◆ WHAT THE TASK REQUIRES ◆
Repeat exactly the lines below that lie between the line with "oxen/pyproject.toml" and the line with "3. Also modified", counting both of those lines as part of the answer.

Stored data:
PR #1137, opened 2025-05-09
ResourceIdentity: Validate that identities do not change after Terraform stores it

austinvalle:
This PR re-introduces the validation that previously lived in Terraform core (removed in https://github.com/hashicorp/terraform/pull/36989), which ensures that resource identities do not change after Terraform core stores them in state.

The one tricky part of this PR is `ReadResource`, which the protocol currently does not have sufficient information for us to determine if the state we are refreshing has already been stored (typical use-case) or if we are importing the resource. Rather than loosening how strict the validation is, I added a temporary key to a framework reserved `private` field, which Terraform passes between `ImportResourceState -> ReadResource`. Once we've read that field, we can skip validation of the identity, clear the `private` field, then following refreshes will validate as normal.

As we have the immutable validation in the SDK now, we can allow resources (such as RDS instances) to easily opt-out of that validation when necessary.

There are some corner tests over here which display the immutable error messaging: https://github.com/hashicorp/terraform-provider-corner/pull/340

### DIFF
--- a/internal/fwserver/server_planresourcechange_test.go
+++ b/internal/fwserver/server_planresourcechange_test.go
@@ -4077,7 +4077,7 @@ func TestServerPlanResourceChange(t *testing.T) {
 						"Unexpected Identity Change",
 						"During the planning operation, the Terraform Provider unexpectedly returned a different identity then the previously stored one.\n\n"+
 							"This is always a problem with the provider and should be reported to the provider developer.\n\n"+
-							"Prior Identity: tftypes.Object[\"test_id\":tftypes.String]<\"test_id\":tftypes.String<\"id-123\">>\n"+
+							"Prior Identity: tftypes.Object[\"test_id\":tftypes.String]<\"test_id\":tftypes.String<\"id-123\">>\n\n"+
 							"Planned Identity: tftypes.Object[\"test_id\":tftypes.String]<\"test_id\":tftypes.String<\"new-id-123\">>",
 					),
 				},
@@ -6728,7 +6728,7 @@ func TestServerPlanResourceChange(t *testing.T) {
 						"Unexpected Identity Change",
 						"During the planning operation, the Terraform Provider unexpectedly returned a different identity then the previously stored one.\n\n"+
 							"This is always a problem with the provider and should be reported to the provider developer.\n\n"+
-							"Prior Identity: tftypes.Object[\"test_id\":tftypes.String]<\"test_id\":tftypes.String<\"id-123\">>\n"+
+							"Prior Identity: tftypes.Object[\"test_id\":tftypes.String]<\"test_id\":tftypes.String<\"id-123\">>\n\n"+
 							"Planned Identity: tftypes.Object[\"test_id\":tftypes.String]<\"test_id\":tftypes.String<\"new-id-123\">>",
 					),
 				},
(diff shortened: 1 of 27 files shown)


rainkwan (approved):
Makes sense to handle the problem of changing identities this way and have the SDK help out with validating the identity/or not when we need to.

internal/fwserver/server_updateresource.go
```diff
@@ -172,14 +174,29 @@ func (s *Server) UpdateResource(ctx context.Context, req *UpdateResourceRequest,
...
+				"An unexpected error was encountered when creating the apply response. New identity data was returned by the provider update operation, but the resource does not indicate identity support.\n\n"+
+					"This is always a problem with the provider and should be reported to the provider developer.",
+			)
 
-		return
+			return
+		}
+
+		// If we already have an identity stored, validate that the new identity hasn't changing
+		if !req.ResourceBehavior.MutableIdentity && !req.PlannedIdentity.Raw.IsNull() && !req.PlannedIdentity.Raw.Equal(resp.NewIdentity.Raw) {
```
ansgarm, line 189: Not sure if I'm missing something, but in case of creation (prior identity == nil) this should not error, right? Seems like that case is missing?

austinvalle: Correct! That code path is actually handled by this method `(Server).UpdateResource` not being called at all, since there is some basic checking in the `(Server).ApplyResourceChange` method that would route a null prior state to `(Server).CreateResource`: https://github.com/hashicorp/terraform-plugin-framework/blob/e1d72e4112536aad26a23964555f747e09964ce6/internal/fwserver/server_applyresourcechange.go#L41-L122

ansgarm: Ah, perfect!

ansgarm (approved):

internal/fwserver/server_planresourcechange_test.go
```diff
@@ -3534,66 +3533,7 @@ func TestServerPlanResourceChange(t *testing.T) {
...
-				ResourceSchema: testSchema,
-				Resource: &testprovider.ResourceWithIdentityAndModifyPlan{
-					ModifyPlanMethod: func(ctx context.Context, req resource.ModifyPlanRequest, resp *resource.ModifyPlanResponse) {
-						var data testIdentitySchemaData
-						resp.Diagnostics.Append(req.Identity.Get(ctx, &data)...)
-
-						data.TestID = types.StringValue("new-id-123")
-
-						resp.Diagnostics.Append(req.Identity.Set(ctx, &data)...)
+						resp.Diagnostics.Append(resp.Identity.Set(ctx, &data)...)
```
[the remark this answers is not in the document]
austinvalle: Oh wow, great catch. I completely forgot about this little quirk. The reason I had to change this was because I originally fat fingered this test, however, this should have never actually passed, because the request data should not be the same as the response data (it should be a copy).

I forgot to actually fix this though (I think I originally brought this over similar to plan, which gets copied during the `stateToPlan` function)

Solved this in 90ad13b2715351ce3a411f200f6e1dbfa914c4b9 ⚡

ansgarm (approved):

austinvalle:
> ... I don't know if we want to add a note in the private state documentation about the reserved key, since it's highly unlikely that someone would accidentally use that key name. Maybe if we do something like this again, we can add a section about reserved key names.

We're actually already covered because the framework already validates that the `.` prefix is off-limits 😌 
https://developer.hashicorp.com/terraform/plugin/framework/resources/private-state#reserved-keys

PR #12, opened 2023-05-15
Add remote functionality to python/oxen

benartuso:


oxen/src/py_remote_repo.rs
```diff
@@ -95,18 +108,118 @@ impl PyRemoteRepo {
...
+                &self.revision,
+                &user_id,
+                &path,
+                liboxen::constants::DEFAULT_PAGE_NUM,
+                liboxen::constants::DEFAULT_PAGE_SIZE,
+            )
+            .await
+        })?;
+
+        let mut status = StagedData::empty();
```
gschoeni, line 202: It feels like we should do this in a From trait on the PyStagedData struct

oxen/src/py_remote_repo.rs
```diff
@@ -123,4 +236,49 @@ impl PyRemoteRepo {
...
+        match branch {
+            Ok(branch) => Ok(PyBranch {
+                name: branch.name,
+                commit_id: branch.commit_id,
+            }),
+            _ => Err(PyValueError::new_err("Could not get or create branch")),
+        }
+    }
+    fn checkout(&mut self, revision: String) -> PyResult<()> {
+        // TODO: Flatten
```
gschoeni, line 263: Agreed, feels like we can avoid nesting here

gschoeni (changes requested):
Minor aesthetic changes, but otherwise excited to get this in!

oxen/src/py_remote_repo.rs
benartuso: Updated, lmk if you had something different in mind for the commit case!

oxen/src/py_remote_repo.rs
benartuso: done!

gschoeni (approved):

oxen/src/py_remote_repo.rs
gschoeni: beautiful

PR #22, opened 2023-06-14
update for generative examples: compatibility w/ pre 3.10 python + add remote restore df functionality

benartuso:
Was breaking on Lambda (3.8.x) bc the `|` operator is a 3.10+ thing. 

Also need remote df restore functionality to avoid label drift if add imagery is unsuccessful but add data is successful.


gschoeni (approved):
LGTM

PR #28, opened 2023-07-29
Fix documentation typo: "it's" (it is) to "its" (possessive)

welpo:
This PR fixes a few instances in the documentation where the contraction "it's" (it is) has been incorrectly used in place of the possessive pronoun "its".

The code that creates the commits in https://www.oxen.ai/ox/FlyingOxen would also need to be updated from "[user] gave an Ox **it's** wings" to "[user] gave an Ox **its** wings".

I haven't discussed these changes, but I saw a small opportunity to improve this promising project and decided to take it. If this isn't the correct process for submitting changes like this, please let me know.


gschoeni (approved):
Thank you so much!

PR #58, opened 2025-01-30
add list workspaces command

EloyMartinez:


oxen/pyproject.toml
```diff
@@ -4,6 +4,7 @@ build-backend = "maturin"
 
 [project]
 name = "oxenai"
+version = "0.1.0"
```
jcelliott, line 7: We're currently setting the version when the pypi release gets pushed. I'm not sure we want to set this here.

EloyMartinez: good catch, my bad, maturin was asking for a version on the pyproject file and i added it to not have to debug further

jcelliott (approved):

PR #97, opened 2025-08-01
Put should be able to overwrite a head revision5

paul-hammant:
PUT and DELETE now


Eric-Laurence:
There's no feasible way to merge this, it would have to be reimplemented.

paul-hammant:
I'll start over

Eric-Laurence:
Thanks for understanding. Apologies that this was never reviewed when it was first made! Smaller PRs might help us merge these in quicker so they don't fall behind the main branch.

PR #122, opened 2025-08-12
OXB214 OXB216 Refactor workspace non tabular file download 

Lilianxr:
1. Added `get_version_stream()` and `get_version_chunk_stream()` in the version store interface.
2. Refactored the endpoint `GET /workspaces/{workspace_id}/files/{path:.*}` to use version store
3. Also modified the versions download endpoint from 
`GET /versions/{version_id}`, `GET /versions/{version_id}/chunks/download`
to 
`GET /versions/{resource:.*}`, `GET /versions/chunks/{resource:.*}/download`
Because the client is not able to know the file version_id when making a download request. 
4. Modified the versions download controller function with similar logic as `GET /file/{resource:.*}`

## Summary by CodeRabbit

* **New Features**
  * Storage-backed streaming reads and on-demand server-side image resizing via width/height query.

* **Performance**
  * Reduced memory usage and improved throughput through chunked/streamed transfers and incremental disk writes.

* **API Changes**
  * Routes moved to resource-style paths; download handlers accept resize params. Client get_file now streams responses; client put_file adds a directory argument. Storage interfaces gain async streaming methods for full files and chunks.

* **Chores**
  * Updated server dependencies (actix-files, tokio-stream, tokio-util).

### DIFF
--- a/oxen-rust/src/server/src/services/versions.rs
+++ b/oxen-rust/src/server/src/services/versions.rs
@@ -25,11 +25,11 @@ pub fn versions() -> Scope {
             web::post().to(controllers::versions::chunks::complete),
         )
         .route(
-            "/{version_id}/chunks/download",
+            "/chunks/{resource:.*}/download",
             web::get().to(controllers::versions::chunks::download),
         )
         .route(
-            "/{version_id}",
+            "/{resource:.*}",
             web::get().to(controllers::versions::download),
         )
         .route(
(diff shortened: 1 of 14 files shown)


oxen-rust/src/server/src/services/versions.rs
```diff
@@ -25,11 +25,11 @@ pub fn versions() -> Scope {
             web::post().to(controllers::versions::chunks::complete),
         )
         .route(
-            "/{version_id}/chunks/download",
+            "/chunks/{resource:.*}/download",
```
jcelliott, line 28: Let's keep the `/versions` endpoints just using `version_id` and use the `/file` endpoints when we don't know the version ID already.

jcelliott (changes requested):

◆ YOUR RESPONSE ◆
oxen/pyproject.toml
```diff
@@ -4,6 +4,7 @@ build-backend = "maturin"
 
 [project]
 name = "oxenai"
+version = "0.1.0"
```
jcelliott, line 7: We're currently setting the version when the pypi release gets pushed. I'm not sure we want to set this here.

EloyMartinez: good catch, my bad, maturin was asking for a version on the pyproject file and i added it to not have to debug further

jcelliott (approved):

PR #97, opened 2025-08-01
Put should be able to overwrite a head revision5

paul-hammant:
PUT and DELETE now


Eric-Laurence:
There's no feasible way to merge this, it would have to be reimplemented.

paul-hammant:
I'll start over

Eric-Laurence:
Thanks for understanding. Apologies that this was never reviewed when it was first made! Smaller PRs might help us merge these in quicker so they don't fall behind the main branch.

PR #122, opened 2025-08-12
OXB214 OXB216 Refactor workspace non tabular file download 

Lilianxr:
1. Added `get_version_stream()` and `get_version_chunk_stream()` in the version store interface.
2. Refactored the endpoint `GET /workspaces/{workspace_id}/files/{path:.*}` to use version store
3. Also modified the versions download endpoint from 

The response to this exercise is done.